Justice Hill is another target, a kid with a ton of talent in a backfield that has Mark Ingram, Gus Edwards, and Kenneth Dixon. Hill is already a better running back than all of those guys and even if it takes a few weeks, this is an offense where the lead back will be someone you want to have shares of.
You have to be able to see a path to players in these middle to late rounds getting the volume to have big years.
In non-PPR leagues, a running back is much more valuable than a receiver, given the disparity in touches and lack of points per reception. There were 23 running backs last year with more rushing attempts than the highest targeted receiver in 2018. This is without even factoring in the targets through the air for those RBs.

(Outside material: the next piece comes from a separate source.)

PR #570, opened 2017-07-13
Changed lane to include the parent collection when a library is associated with a child collection.

aslagle:
When I tried setting up an Overdrive Advantage collection, I expected that I would be able to add the Overdrive Advantage collection to a library and have that library's feeds also contain the books from the parent consortium collection. Without this change, I'd have to separately add the consortium collection to the library.

The downside is that now there's no way to get a feed that has the Overdrive Advantage books without the consortium's books.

For me, I like going RB heavy to start out my standard league draft. Guys like Derrick Henry, Marlon Mack, and Sony Michel are better in this format because they see most of their team’s rushing attempts, especially when they get in goal line situations.
PPR Makes a Difference
Targets equal opportunity, so in a PPR format we want receivers with high target upside and high catch percentages. In 2018, there were 25 wide receivers with over 100 targets. A player like Michael Thomas stands out in this sense. He had 146 targets and 125 receptions with the highest catch percentage of any WR with at least 75 targets last season. Thomas finished 11th in PPR among running backs, wide receivers and tight ends, but 17th in standard scoring, held back a bit by a lack of touchdowns.

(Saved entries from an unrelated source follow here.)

PR #573, opened 2017-07-14
Fix migrations for 2.0.0

courte:
This includes the changes in `fix-migrations-for-1.1.23` and all other changes on master, while also resorting and fixing migrations to transition from master to multi-tenancy.

There's a good chunk of ugly, temporary code to address issues when a database object's structure has changed but the existing table hasn't because the migration script hasn't been run yet. (This is primarily an issue in the case of Timestamps, which are used by the DatabaseMigrationScript and also changed by the same script, wow-ee.)


migration/20170328-move-collection-info-to-external-integration.sql
```diff
@@ -1,61 +0,0 @@
--- For OPDS Import collections, move the url to external_account_id.
```
courte: This file removal is merged from master.

migration/20170523-add-admin-password.sql
```diff
@@ -1,3 +1,2 @@
-CREATE EXTENSION pgcrypto;
```
courte: File merged from master.

migration/20170615-add-name-to-externalintegration.sql
```diff
@@ -1,2 +0,0 @@
-alter table externalintegrations add column name character varying;
```
courte: File moved [below](https://github.com/NYPL-Simplified/server_core/pull/573/files#diff-f1c46e8f6321fa77f3269f9972c8a783) with additional changes.

migration/20170626-no-internal-processing-licenses-by-default.sql
```diff
@@ -0,0 +1,3 @@
+update datasources
```
courte: Merged from master.

migration/20170627-remove-unresolved-identifiers.sql
```diff
@@ -0,0 +1 @@
+drop table if exists unresolvedidentifiers;
```
courte: Merged from master.

model.py
```diff
@@ -332,13 +313,72 @@ def initialize_data(cls, session):
             )
             mechanism.default_client_can_fulfill = True
 
-        # Set the timestamp which site_configuration_has_changed keeps
-        # updated.
-        Timestamp.stamp(session, Configuration.SITE_CONFIGURATION_CHANGED,
-                        collection=None)
+        # TODO: Remove this exception catch after version 2.0.0. See
```
courte: This is where the ugliness begins.

model.py
```diff
@@ -1019,7 +1059,7 @@ def well_known_sources(cls, _db):
                 (cls.OA_CONTENT_SERVER, True, False, None, None),
                 (cls.NOVELIST, False, True, Identifier.NOVELIST_ID, None),
                 (cls.PRESENTATION_EDITION, False, False, None, None),
-                (cls.INTERNAL_PROCESSING, True, False, None, None),
+                (cls.INTERNAL_PROCESSING, False, False, None, None),
```
courte: This and the UnresolvedIdentifier changes are from master. No need to review.

model.py
```diff
@@ -9101,29 +9054,35 @@ def update_credentials(self, _db, credential=None):
             self.credential = credential
         _db.commit()
 
-    class HashedPasswordComparator(Comparator):
```
courte: Changes in the rest of this file are merged from master.

tests/test_model.py
```diff
@@ -6531,14 +6531,17 @@ def test_license_data_source_is_stored_in_views(self):
```
courte: Changes in were reviewed on master.

courte:
With ruby's ActiveRecord, there's a table in the database that exists **only** to track migrations. If this is a recurring problem, that could help avoid having to create core-level codebase workarounds. We'd have to create one for the configuration timestamp as well, though, and I don't see this being a recurring problem.

migration/20170713-17-move-externalintegration-columns-to-settings.sql
```diff
@@ -18,4 +18,22 @@ WHERE e.password is not null;
...
+SET protocol = c.protocol
+FROM collections as c
+WHERE e.id = c.external_integration_id;
+
+-- Create an externalintegration for the Open Access Content Server.
+INSERT INTO externalintegrations(protocol)
+SELECT c.protocol
+FROM collections c
+WHERE c.external_integration_id is null;
+
```
leonardr: I don't understand this one.

courte: With the changes to Collection on master, collections and their external integrations are created before ExternalIntegration.protocol exists. At that point, external integrations are also only created for a Collection if it has a url, username, or password.

Content Server doesn't have any of those attributes, so it's never associated with an external integration in the database. Because the oversight should only occur for the content server at this point, this migration creates an integration for any collection that doesn't have one (content server, if anything) and then associates that collection with the new integration below.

Receivers early on makes more sense in this format, along with pass-catching running backs who you might avoid in standard leagues. Guys like James White and Tarik Cohen come to mind, two guys who weren’t lead backs but saw around 50% of the snaps. Both had under 100 rushing attempts last season, but were in the top 11 among RBs in PPR scoring.
If I lose out on one of those top 4four or five running backs in the first round, starting wide receiver-heavy makes more sense where we have guys like White and Cohen who offer great upside at their ADP later in drafts.
Waiting On A QB
This one is a staple, no matter the setting. Last year Matt Ryan and Patrick Mahomes were often going in the double-digit rounds of drafts, only to end up as the top-two fantasy quarterbacks. With even more depth available this year, there should be several QB1 performers available in the double-digit rounds.